■ Material supplied

*** Begin section ***

PR #4457, opened 2026-05-20
Lib.Audio3d: implement sceAudio3dPortCreate and update sceAudio3dPortOpen

tatu16:


src/core/libraries/audio3d/audio3d.cpp
```diff
@@ -617,9 +617,27 @@ s32 PS4_SYSV_ABI sceAudio3dPortClose(const OrbisAudio3dPortId port_id) {
     return ORBIS_OK;
 }
 
-s32 PS4_SYSV_ABI sceAudio3dPortCreate() {
-    LOG_ERROR(Lib_Audio3d, "(STUBBED) called");
-    return ORBIS_OK;
+s32 PS4_SYSV_ABI sceAudio3dPortCreate(u32 max_objects, u32 queue_depth,
```
StevenMiller123: This doesn't seem to align with decompilation, where did you get this from?
From what I see, the header should be something like
```
s32 PS4_SYSV_ABI sceAudio3dPortCreate(u32 granularity, OrbisAudio3dRate rate, s64 param_3, OrbisAudio3dPortId* port_id);
```

Both the granularity and rate parameters are passed to sceAudio3dPortOpen as an OrbisAudio3dOpenParameters with `size_this = 0x10`.

StevenMiller123 (changes requested):

src/core/libraries/audio3d/audio3d.cpp
Xupie: okay that makes a lot more sense, i'm not sure how i came up with those

src/core/libraries/audio3d/audio3d.cpp
```diff
@@ -782,31 +796,150 @@ s32 PS4_SYSV_ABI sceAudio3dPortGetStatus() {
...
-    if (!parameters || !port_id) {
-        LOG_ERROR(Lib_Audio3d, "!parameters || !id");
+    OrbisAudio3dOpenParameters effective{
+        .size_this = 0x28,
+        .granularity = 0x100,
+        .rate = OrbisAudio3dRate::ORBIS_AUDIO3D_RATE_48000,
+        .max_objects = 512,
+        .queue_depth = 2,
+        .num_beds = 0,
+        .buffer_mode = OrbisAudio3dBufferMode::ORBIS_AUDIO3D_BUFFER_ADVANCE_AND_PUSH,
```
StevenMiller123: Default buffer_mode is `OrbisAudio3dBufferMode::NO_ADVANCE`, only the `size_this = 0x18` case hardcodes `OrbisAudio3dBufferMode::ORBIS_AUDIO3D_BUFFER_ADVANCE_AND_PUSH`

I suspect this is tied to having changed the open parameters struct.

src/core/libraries/audio3d/audio3d.h
```diff
@@ -36,9 +43,9 @@ struct OrbisAudio3dOpenParameters {
     OrbisAudio3dRate rate;
     u32 max_objects;
     u32 queue_depth;
-    OrbisAudio3dBufferMode buffer_mode;
-    int : 32;
     u32 num_beds;
+    u32 _pad;
+    OrbisAudio3dBufferMode buffer_mode;
```
StevenMiller123, line 45: Like mentioned above, why have you changed the open parameters struct?
Everything I've seen suggests main has the right struct. (For example, why would there be 3 valid buffer modes if sceAudio3dPortOpen requires `ORBIS_AUDIO3D_BUFFER_ADVANCE_AND_PUSH` or some mysterious unknown third value?)

StevenMiller123 (changes requested):
I think it's fine to add all the error checks, but make sure you're applying checks to the right values.

src/core/libraries/audio3d/audio3d.cpp
```diff
@@ -782,31 +796,143 @@ s32 PS4_SYSV_ABI sceAudio3dPortGetStatus() {
...
+        .rate = parameters->rate,
+        .max_objects = 512,
+        .queue_depth = 2,
+        .buffer_mode = OrbisAudio3dBufferMode::ORBIS_AUDIO3D_BUFFER_NO_ADVANCE,
+        ._pad = 0,
+        .num_beds = 2,
+    };
+
+    switch (parameters->size_this) {
+    case 0x10:
```
StevenMiller123, line 829: The bit-shifting logic the library does makes this more like a floor. Anything less than size 0x18, but greater than 0x10 would still fall in the 0x10 case.
Only sizes that would hit the error return are sizes less than 0x10 or size 0x36 and greater

StevenMiller123 (commented):
Looks pretty good, just one little comment. Probably is mergeable as-is though.

StevenMiller123 (approved):
Looks good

*** End section ***

■ Directions
From the top of the listing above, restate each line word for word up to and including the line with "StevenMiller123: This doesn't"; add nothing else.

■ Solution to this problem
PR #4457, opened 2026-05-20
Lib.Audio3d: implement sceAudio3dPortCreate and update sceAudio3dPortOpen

tatu16:


src/core/libraries/audio3d/audio3d.cpp
```diff
@@ -617,9 +617,27 @@ s32 PS4_SYSV_ABI sceAudio3dPortClose(const OrbisAudio3dPortId port_id) {
     return ORBIS_OK;
 }
 
-s32 PS4_SYSV_ABI sceAudio3dPortCreate() {
-    LOG_ERROR(Lib_Audio3d, "(STUBBED) called");
-    return ORBIS_OK;
+s32 PS4_SYSV_ABI sceAudio3dPortCreate(u32 max_objects, u32 queue_depth,
```
StevenMiller123: This doesn't seem to align with decompilation, where did you get this from?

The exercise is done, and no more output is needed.